> [Task description]:
A complete copy of the entries, exactly as written, is the expected result.

╭─ Supplied data

PR #1289, opened 2024-12-12
chroot: add support for XDG_CONFIG_HOME/pacman/makepkg.conf

### LINKED ISSUE #1283: paru not using `$XDG_CONFIG_HOME/pacman/makepkg.conf` inside CHROOT
### Affected Version
paru v2.0.3.rebuild.1.r1.g90656a9 - libalpm v15.0.0

### Description
I've successfully setup building inside the chroot, but paru doesn't use my `$XDG_CONFIG_HOME/pacman/makepkg.conf` for building.

This leads to errors, as I've set `e.g.` `PKGEXT='.pkg.tar'` which is used locally but not for building, which in turn fails with `failed to run: repo-add -R /var/cache/aur-repo/aur.db.tar /var/cache/aur-repo/$package.pkg.tar`

As far as I can tell paru mounts `/etc/pacman.conf` and `/etc/makepkg.conf` but nothing more.

I know about `/etc/makepkg.conf.d/*.conf` but putting my `makepkg.conf` in there doesn't work by itself (I guess it won't be copied?).

Setting the `paru.conf` option `MakepkgConf = /etc/makepkg.conf.d/custom.conf` fails completely because this flag expects a *full* `makepkg.conf` and not just the changes to the default. (I found this out as I don't have `CARCH` set, which is set by default).

Manually copying the config inside the chroot to `/etc/makepkg.conf.d/custom.conf` works a little bit, but ultimately fails because I changed the `BUILDDIR` inside my `makepkg.conf` which is not picked up by whatever runs inside the chroot.

https://github.com/cwrau/linux-config/blob/eefea8d7cc7e4ca4ae0124eed979171d9aac6225/.config/paru/paru.conf

romanstingler:
Allow users to override makepkg.conf settings by placing a config file in $XDG_CONFIG_HOME/pacman/makepkg.conf. When present, this config will be mounted read-only in the chroot at /etc/makepkg.conf.d/xdg.conf, allowing its settings to take precedence over the base config.

Closes #1283

### DIFF
--- a/src/chroot.rs
+++ b/src/chroot.rs
@@ -92,6 +92,19 @@ impl Chroot {
             cmd.arg(format!("{}.d:/etc/makepkg.conf.d", self.makepkg_conf));
         }
 
+        let xdg_config = std::env::var_os("XDG_CONFIG_HOME")
+            .map(|p| PathBuf::from(p).join("pacman/makepkg.conf"));
+
+        if let Some(xdg_config) = xdg_config {
+            if xdg_config.exists() {
+                cmd.arg("--bind-ro");
+                cmd.arg(format!(
+                    "{}:/etc/makepkg.conf.d/xdg.conf",
+                    xdg_config.display()
+                ));
+            }
+        }
+
         for file in &self.ro {
             cmd.arg("--bind-ro");
             cmd.arg(file);


romanstingler:
I tried with this quick and dirty script
```
#!/bin/sh
set -e

# Test directory setup
TEST_ROOT="/tmp/paru_test"
CHROOT_DIR="$TEST_ROOT/chroot"
XDG_CONFIG_HOME="$TEST_ROOT/config"
export XDG_CONFIG_HOME

# Clean up previous test if exists
rm -rf "$TEST_ROOT"

# Create test directories and configs
mkdir -p "$CHROOT_DIR"
mkdir -p "$XDG_CONFIG_HOME/pacman"

# Create test makepkg.conf with distinctive settings
cat > "$XDG_CONFIG_HOME/pacman/makepkg.conf" <<EOF
PKGEXT='.pkg.tar'
BUILDDIR=/tmp/custom_build
PACKAGER="Test User <test@example.com>"
EOF

# Initialize the chroot with basic packages
echo "Creating chroot environment..."
sudo pacstrap -c "$CHROOT_DIR" base

# Create a basic system makepkg.conf
sudo tee "$CHROOT_DIR/etc/makepkg.conf" > /dev/null <<EOF
PKGEXT='.pkg.tar.zst'
BUILDDIR=/tmp/makepkg
PACKAGER="System <system@example.com>"
EOF

# Copy XDG config to chroot
sudo mkdir -p "$CHROOT_DIR/etc/makepkg.conf.d"
sudo cp "$XDG_CONFIG_HOME/pacman/makepkg.conf" "$CHROOT_DIR/etc/makepkg.conf.d/xdg.conf"

# Test config precedence
echo "=== Testing makepkg.conf settings ==="
sudo chroot "$CHROOT_DIR" /bin/bash <<'CHROOT_SCRIPT'
echo "Base makepkg.conf:"
cat /etc/makepkg.conf
echo -e "\nXDG config makepkg.conf:"
cat /etc/makepkg.conf.d/xdg.conf
echo -e "\nTesting variable precedence:"
. /etc/makepkg.conf
if [ -d /etc/makepkg.conf.d ]; then
    for conf in /etc/makepkg.conf.d/*.conf; do
        if [ -f "$conf" ]; then
            echo "Sourcing $conf"
            . "$conf"
        fi
    done
fi
echo -e "\nFinal values:"
echo "PKGEXT=$PKGEXT"
echo "BUILDDIR=$BUILDDIR"
echo "PACKAGER=$PACKAGER"
CHROOT_SCRIPT
```

Morganamilo:
Feature is good but I don't think it's implemented right. AFAIK makepkg.conf in home will take priority and if that exists no .d config files will be read.

So I think we should look for `~/.makepkg.conf` and ` $XDG_CONFIG_HOME/pacman/makepkg.conf` in that order. If we find either, mount it to /etc/makepkg.conf and leave out the real /etc/makepkg.conf and .d dirs.

Also `dirs::config_dir()` should be used instead of the env lookup. dirs should also do homedir too I believe.

Morganamilo:
Oh I just realised the user makepkg.conf extends the system not replaces it. And the .d config files not applying is only when you manually specify --config to makepkg.

So maybe this approach is the best? I'm not sure the priority of the main config file vs .d dropins though.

╰─

> [Output of the task]:
PR #1289, opened 2024-12-12
chroot: add support for XDG_CONFIG_HOME/pacman/makepkg.conf

### LINKED ISSUE #1283: paru not using `$XDG_CONFIG_HOME/pacman/makepkg.conf` inside CHROOT
### Affected Version
paru v2.0.3.rebuild.1.r1.g90656a9 - libalpm v15.0.0

### Description
I've successfully setup building inside the chroot, but paru doesn't use my `$XDG_CONFIG_HOME/pacman/makepkg.conf` for building.

This leads to errors, as I've set `e.g.` `PKGEXT='.pkg.tar'` which is used locally but not for building, which in turn fails with `failed to run: repo-add -R /var/cache/aur-repo/aur.db.tar /var/cache/aur-repo/$package.pkg.tar`

As far as I can tell paru mounts `/etc/pacman.conf` and `/etc/makepkg.conf` but nothing more.

I know about `/etc/makepkg.conf.d/*.conf` but putting my `makepkg.conf` in there doesn't work by itself (I guess it won't be copied?).

Setting the `paru.conf` option `MakepkgConf = /etc/makepkg.conf.d/custom.conf` fails completely because this flag expects a *full* `makepkg.conf` and not just the changes to the default. (I found this out as I don't have `CARCH` set, which is set by default).

Manually copying the config inside the chroot to `/etc/makepkg.conf.d/custom.conf` works a little bit, but ultimately fails because I changed the `BUILDDIR` inside my `makepkg.conf` which is not picked up by whatever runs inside the chroot.

https://github.com/cwrau/linux-config/blob/eefea8d7cc7e4ca4ae0124eed979171d9aac6225/.config/paru/paru.conf

romanstingler:
Allow users to override makepkg.conf settings by placing a config file in $XDG_CONFIG_HOME/pacman/makepkg.conf. When present, this config will be mounted read-only in the chroot at /etc/makepkg.conf.d/xdg.conf, allowing its settings to take precedence over the base config.

Closes #1283

### DIFF
--- a/src/chroot.rs
+++ b/src/chroot.rs
@@ -92,6 +92,19 @@ impl Chroot {
             cmd.arg(format!("{}.d:/etc/makepkg.conf.d", self.makepkg_conf));
         }
 
+        let xdg_config = std::env::var_os("XDG_CONFIG_HOME")
+            .map(|p| PathBuf::from(p).join("pacman/makepkg.conf"));
+
+        if let Some(xdg_config) = xdg_config {
+            if xdg_config.exists() {
+                cmd.arg("--bind-ro");
+                cmd.arg(format!(
+                    "{}:/etc/makepkg.conf.d/xdg.conf",
+                    xdg_config.display()
+                ));
+            }
+        }
+
         for file in &self.ro {
             cmd.arg("--bind-ro");
             cmd.arg(file);


romanstingler:
I tried with this quick and dirty script
```
#!/bin/sh
set -e

# Test directory setup
TEST_ROOT="/tmp/paru_test"
CHROOT_DIR="$TEST_ROOT/chroot"
XDG_CONFIG_HOME="$TEST_ROOT/config"
export XDG_CONFIG_HOME

# Clean up previous test if exists
rm -rf "$TEST_ROOT"

# Create test directories and configs
mkdir -p "$CHROOT_DIR"
mkdir -p "$XDG_CONFIG_HOME/pacman"

# Create test makepkg.conf with distinctive settings
cat > "$XDG_CONFIG_HOME/pacman/makepkg.conf" <<EOF
PKGEXT='.pkg.tar'
BUILDDIR=/tmp/custom_build
PACKAGER="Test User <test@example.com>"
EOF

# Initialize the chroot with basic packages
echo "Creating chroot environment..."
sudo pacstrap -c "$CHROOT_DIR" base

# Create a basic system makepkg.conf
sudo tee "$CHROOT_DIR/etc/makepkg.conf" > /dev/null <<EOF
PKGEXT='.pkg.tar.zst'
BUILDDIR=/tmp/makepkg
PACKAGER="System <system@example.com>"
EOF

# Copy XDG config to chroot
sudo mkdir -p "$CHROOT_DIR/etc/makepkg.conf.d"
sudo cp "$XDG_CONFIG_HOME/pacman/makepkg.conf" "$CHROOT_DIR/etc/makepkg.conf.d/xdg.conf"

# Test config precedence
echo "=== Testing makepkg.conf settings ==="
sudo chroot "$CHROOT_DIR" /bin/bash <<'CHROOT_SCRIPT'
echo "Base makepkg.conf:"
cat /etc/makepkg.conf
echo -e "\nXDG config makepkg.conf:"
cat /etc/makepkg.conf.d/xdg.conf
echo -e "\nTesting variable precedence:"
. /etc/makepkg.conf
if [ -d /etc/makepkg.conf.d ]; then
    for conf in /etc/makepkg.conf.d/*.conf; do
        if [ -f "$conf" ]; then
            echo "Sourcing $conf"
            . "$conf"
        fi
    done
fi
echo -e "\nFinal values:"
echo "PKGEXT=$PKGEXT"
echo "BUILDDIR=$BUILDDIR"
echo "PACKAGER=$PACKAGER"
CHROOT_SCRIPT
```

Morganamilo:
Feature is good but I don't think it's implemented right. AFAIK makepkg.conf in home will take priority and if that exists no .d config files will be read.

So I think we should look for `~/.makepkg.conf` and ` $XDG_CONFIG_HOME/pacman/makepkg.conf` in that order. If we find either, mount it to /etc/makepkg.conf and leave out the real /etc/makepkg.conf and .d dirs.

Also `dirs::config_dir()` should be used instead of the env lookup. dirs should also do homedir too I believe.

Morganamilo:
Oh I just realised the user makepkg.conf extends the system not replaces it. And the .d config files not applying is only when you manually specify --config to makepkg.

So maybe this approach is the best? I'm not sure the priority of the main config file vs .d dropins though.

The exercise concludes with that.